PR #4702, opened 2022-12-07
Update dockerfile to include CCF build and source

DomAyre:
Contributes to https://github.com/microsoft/CCF/issues/4675

Now that we can dynamically build an image and deploy it in ACI for our testing, we want to also include a copy of the CCF source from the current PR and build, so that any CI job can then immediately run tests against that build


DomAyre:
I'm not sure the changes in this PR are being picked up? Even though the checkout step does mention the correct SHA

DomAyre:
This won't pass in CI, because using the `pull_request_target` trigger means the version of `build-ci-containers.yml` used is from main, which won't get the correct dockerfile and won't checkout with a correct fetch depth.

Tested locally with the command `docker build -f docker/ccf_ci_built . --build-arg="platform=snp"` and the image is successfully built

PR #6199, opened 2024-05-21
Move module loading out of `js::core::Context`, so it can be customised

eddyashton:
Goal is that other apps can use the `js::core::Context`, but read JS code from their own tables. Written to be extensible so they could also load some from hardcoded values, or modify/combine values in the KV, or...


achamayou (approved):

achamayou:
@eddyashton lgtm but deserves a nightly run I think.

eddyashton:
Note for posterity: A previous version of this PR introduced a major memory leak*, that we almost missed as we currently have no visibility into perf regressions. @achamayou stated this explicitly - we're currently making large changes to the JS interpreter but flying blind with regard to the performance impact. We only caught this one pre-merge by chance, because of a single (Daily build-gated) stress test which ballooned the memory so far it crashed a node. Restoring perf visibility is a high priority.

\* I moved the cache of previously-loaded modules out of the `Context`, and into one of its `Loader`s. This meant we weren't getting caching benefits across invocations, since we installed new `Loader`s each time, so a long-lived interpreter (re-fetched from the interpreter cache) was continually re-processing the same modules, and linearly growing its memory use.

PR #6201, opened 2024-05-21
Basic programmability sample

achamayou:
End-to-end demo of programmability for a C++ app.

Goals:

- A simple, but extensible way to enable programmability in existing UserEndpointRegistry subclasses
- A sample `PUT /custom_endpoints` endpoint implementing JS application installation
- Illustrative automated testcases showing how this can be used

```
  // By subclassing CustomJSEndpointRegistry, this application gains the ability
  // execute custom JavaScript endpoints, and exposes the ability to install
  // them via install_custom_endpoints().
  // This sample also adds a PUT /app/custom_endpoints that enables a user
  // for which user_data["isAdmin"] is true to install custom JavaScript
  // endpoints. The JavaScript code for these endpoints is stored in the
  // internal KV store under a namespace configured in the second argument to
  // the constructor. PUT /app/custom_endpoints is logically
  // equivalent to passing a set_js_app proposal in governance, except the
  // application resides in the application space.
  //
  // Known limitations:
  //
  // No auditability yet, COSE Sign1 auth is mandated, but the signature is not
  // stored. No support for historical endpoints yet.
  //
  // Additional functionality compared to set_js_app:
  //
  // The KV namespace can be private, to keep the application confidential if
  // desired.
  class BasicHandlers : public basicapp::CustomJSEndpointRegistry
  {
  public:
    BasicHandlers(ccfapp::AbstractNodeContext& context) :
      basicapp::CustomJSEndpointRegistry(
        context,
        "public:custom_endpoints" // Internal KV space will be under
                                  // public:custom_endpoints.*
      )
    {
     ...
      auto put_custom_endpoints = [this](ccf::endpoints::EndpointContext& ctx) {
        // Authorization
        ...
        install_custom_endpoints(ctx, wrapper);
        ctx.rpc_ctx->set_response_status(HTTP_STATUS_NO_CONTENT);
      };

      make_endpoint(
        "/custom_endpoints",
        HTTP_PUT,
        put_custom_endpoints,
        {ccf::user_cose_sign1_auth_policy})
        .set_auto_schema<ccf::js::BundleWrapper, void>()
        .install();
    }
  }
```


samples/apps/basic/custom_endpoints/registry.h
```diff
@@ -0,0 +1,599 @@
...
+#include "ccf/js/extensions/ccf/historical.h"
+#include "ccf/js/extensions/ccf/host.h"
+#include "ccf/js/extensions/ccf/kv.h"
+#include "ccf/js/extensions/ccf/request.h"
+#include "ccf/js/extensions/ccf/rpc.h"
+#include "ccf/js/extensions/console.h"
+#include "ccf/js/extensions/math/random.h"
+#include "ccf/js/modules.h"
+#include "ccf/service/tables/modules.h"
+#include "endpoint.h"
```
eddyashton, line 34:
```suggestion
#include "apps/basic/custom_endpoints/endpoint.h"
```

Think it's worth being explicit with include paths, as we have several `endpoint.h`s now.

samples/apps/basic/custom_endpoints/registry.h
```diff
@@ -0,0 +1,599 @@
...
+          {
+            std::string method_upper = method;
+            nonstd::to_upper(method_upper);
+            const auto key = ccf::endpoints::EndpointKey{url, method_upper};
+            endpoints->put(key, metadata);
+          }
+        }
+
+        auto modules =
+          ctx.tx.template rw<ccf::Modules>("public:custom_endpoints.modules");
```
eddyashton, line 152: Can we take the table names (the string `"public:custom_endpoints.modules"`) as a constructor arg, store as a const member? Think that gives us very clear customisability already, for minimal additional code complexity.

samples/apps/basic/custom_endpoints/registry.h
```diff
@@ -0,0 +1,599 @@
...
+#include "ccf/js/modules.h"
+#include "ccf/service/tables/modules.h"
+#include "endpoint.h"
+#include "js/interpreter_cache_interface.h"
+
+using namespace nlohmann;
+
+namespace basicapp
+{
+  class CustomJSEndpointRegistry : public ccf::UserEndpointRegistry
```
eddyashton, line 41: Can you add a docstring to this, outlining the broad goal and listing the known TBDs (vs the js_generic endpoints)? We should have a central place to say "doesn't handle templated endpoints, doesn't utilise the bytecode cache" for the first dev release.

samples/apps/basic/custom_endpoints/registry.h
achamayou: Yes, although I was thinking of doing that for a namespace instead of individual tables. I think the table naming remains an internal detail of the registry, maybe.

samples/apps/basic/custom_endpoints/endpoint.h
```diff
@@ -0,0 +1,10 @@
+// Copyright (c) Microsoft Corporation. All rights reserved.
+// Licensed under the Apache 2.0 License.
+
+#include "ccf/app_interface.h"
+
+namespace basicapp
+{
+  struct CustomJSEndpoint : public ccf::endpoints::Endpoint
```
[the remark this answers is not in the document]
achamayou: 100% agreed, this just went under "enough changes in this one already".

samples/apps/basic/custom_endpoints/registry.h
achamayou: Yes, very good point.

samples/apps/basic/custom_endpoints/registry.h
achamayou: Actually that does not work, because we -I include and src, but not samples. I'll make it a comment. I think this eventually disappears anyway once we've set the public API.

eddyashton (approved):

PR #6205, opened 2024-05-24
Don't log JS exception details by default

eddyashton:
Restoring intended initial values for these 2 bools, which were accidentally updated to verbose-by-default in a recent refactor.

### DIFF
--- a/src/js/core/runtime.h
+++ b/src/js/core/runtime.h
@@ -28,8 +28,8 @@ namespace ccf::js::core
     static constexpr size_t default_stack_size = 1024 * 1024;
     static constexpr size_t default_heap_size = 100 * 1024 * 1024;
 
-    bool log_exception_details = true;
-    bool return_exception_details = true;
+    bool log_exception_details = false;
+    bool return_exception_details = false;
 
     Runtime();
     ~Runtime();


achamayou:
@eddyashton that seems like a thing we really ought to have a test for.

achamayou (approved):

eddyashton:
> @eddyashton that seems like a thing we really ought to have a test for.

I 100% agree, but while trying to add that I've decided it deserves a bigger cleanup. The entire way we fetch and report the JS config is messy, with various paths taken to determine defaults when the `JSEngine` value doesn't exist. I think we should squash that entirely - the default constructor of a `JSEngine` contains the default values, you get the default if there's none in the KV, and then you _always_ have _a_ `JSEngine` object to work with. I'll do that, but not in this PR.

achamayou:
@eddyashton I agree with that too, but I think in this case it's just a canary that runs an endpoint that produces an error and checks nothing gets logged unless this is on, it's quite orthogonal, and a good thing to have around as we refactor the JS runtime substantially.

achamayou:
@eddyashton So we have (almost!) exactly that test: https://github.com/microsoft/CCF/blob/bdac0c49c226c6a7bcf4c4fec4be0a8fb4d58853/tests/js-modules/modules.py#L1339

But! Because it doesn't run first, and `set_js_runtime_options` is used in a number of other tests before, a change that affects the default will not be caught.

I will move it up.

Issue #6126, opened 2024-04-16
Find a way to restore or replace cimetrics


eddyashton:
We disabled `cimetrics` in #6125, to avoid use of `METRICS_MONGO_CONNECTION`.

We should look at restoring `cimetrics`, either with improved auth to mongo, or by finding an alternative storage mechanism.

achamayou:
I looks like bencher.dev may be [what we want](https://bencher.dev/console/projects/ccf/perf?branches=47a2cef2-2400-4286-ae79-fb17c98b2c23&testbeds=1e6f6a27-eb58-4f16-8d01-0148fbaed70e&benchmarks=7baac671-8a7c-4968-a7dc-aea6fbbec759%2Ced8e5432-5ebc-49dd-89b9-9839fed1d945%2C68e15d7c-3859-49de-8d94-92cb3331d075%2Cea38e096-f614-4907-b33d-749020d68afa%2C09034135-5114-49ea-b270-03a98fbc0bb7&measures=bc9fb376-9a85-478a-97fd-ebd7703c9663&start_time=1712758465000&end_time=1715350465000&key=true&reports_per_page=4&branches_per_page=8&testbeds_per_page=8&benchmarks_per_page=8&reports_page=1&branches_page=1&testbeds_page=1&benchmarks_page=1&report=cc1a7aa5-d97b-43aa-bc3a-a8237a8e0868&clear=true).

Test job: https://github.com/microsoft/CCF/blob/bencher_experiment/.github/workflows/bencher.yml, works on ubuntu 20.04 using a 1ES pool.

The json adapter supports both latency and throughput, and the format is very simple: https://bencher.dev/docs/explanation/adapters/#-json

I think we would move the performance tests to GHA for simplicity, and we would start with just running on main. The setup for PRs on branches seems to need a bit of care to avoid exposing secrets, but we may be able to do without it and just check periodically.

achamayou:
[...]

PR #6207, opened 2024-05-24
Post numbers from a few benchmarks to bencher

achamayou:
Possible solution to #6126, seems very easy to use.


tests/infra/bencher.py
```diff
@@ -0,0 +1,20 @@
...
+
+BENCHER_FILE = "bencher.json"
+
+class Bencher:
+    def __init__(self):
+        if not os.path.isfile(BENCHER_FILE):
+            with open(BENCHER_FILE, "w+") as bf:
+                json.dump({}, bf)
+    
+    def set(self, key, value):
```
eddyashton, line 15: This looks great! Can we add a type for `value` to help build something in the format bencher expects (or at least a link to the intended schema near here)?

eddyashton:
Results from this new job are posted here: https://bencher.dev/perf/ccf

Merging this PR as an initial step.

PR #6208, opened 2024-05-28
Fix Daily Build: New header location

eddyashton:
#6201 moved this header to public. The code in `endpoints/grpc/status.h` is only compiled as part of the `external_executors` app, which is now gated behind the `LONG_TESTS` CMake option, so only causes a failure of the Daily Build (but passes CI).


eddyashton:
Force merging, to get a green light on `main` ASAP.

PR #6210, opened 2024-05-28
Extend Bencher testing, add Memory metric

eddyashton:
~~(Draft while I experiment with the results)~~

Adding a few more tests to Bencher, removing `^` suffix, adding a Memory metric (docs slightly unclear, but suggests you can define these on-the-fly?), experimenting with some other Bencher options.

### DIFF
--- a/.github/workflows/bencher.yml
+++ b/.github/workflows/bencher.yml
@@ -40,5 +40,4 @@ jobs:
           --testbed gha-virtual-ccf-sub \
           --adapter json \
           --err \
-          --file build/bencher.json \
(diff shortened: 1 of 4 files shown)


eddyashton:
Ok this current setup obviously doesn't run from forks, for good security reasons. Going to force merge this PR to see what Bencher does with the new entries, and open a separate PR refactoring the yaml (based on Bencher's [examples](https://github.com/bencherdev/example/blob/main/.github/workflows/run_fork_pr_benchmarks.yml) and [docs](https://bencher.dev/docs/how-to/github-actions/#benchmark-fork-pr-and-upload-from-default-branch)) so that we can get results from fork PRs too.

PR #6214, opened 2024-05-29
Update CI image from 2024-04-25 to 2024-05-29

eddyashton:


eddyashton:
Failure in SNP CI I believe is unrelated (`e2e_redirects` failure because there was an election, and a previous-backup became primary and stopped redirecting?), so force-merging this.

PR #6217, opened 2024-05-30
[Draft] Testing Bencher PR comments

eddyashton:
I've fiddled with the yaml config on `main`, so I _think_ it should now post comments on PRs like this. Let's see.


eddyashton:
Useful PoC, but backing out for now. After discussion with @achamayou, we'll aim purely for `main` results rather than maintaining the complex yaml for branch/PR testing.

PR #6219, opened 2024-05-31
Add SGX perf job in GitHub Actions

eddyashton:
Trying out an SGX GHA pool, with the Bencher flow, so we can get some visibility of SGX (and memory) stats.


eddyashton:
Closing this, and will add memory stats to virtual instead.

PR #6220, opened 2024-06-03
Restore simpler Bencher setup - run on `main` only

eddyashton:
Following discussion with @achamayou, we've opted to track perf regressions purely on `main` for now rather than maintaining the workflow complexity for branch detection.


achamayou (approved):

achamayou:
@eddyashton I think we want to prioritise getting complete coverage of regression metrics on virtual, on main. That's what we are going to target medium to long term, and that's what might be affected by the large refactoring to come.

Although it would be nice to get more comprehensive coverage across platforms, and to have PR-level detection, this is less critical, and other tasks are higher priority.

• Aim of the task: Each line holding "across" should be copied from the material above.

• Answer box:
\* I moved the cache of previously-loaded modules out of the `Context`, and into one of its `Loader`s. This meant we weren't getting caching benefits across invocations, since we installed new `Loader`s each time, so a long-lived interpreter (re-fetched from the interpreter cache) was continually re-processing the same modules, and linearly growing its memory use.
Although it would be nice to get more comprehensive coverage across platforms, and to have PR-level detection, this is less critical, and other tasks are higher priority.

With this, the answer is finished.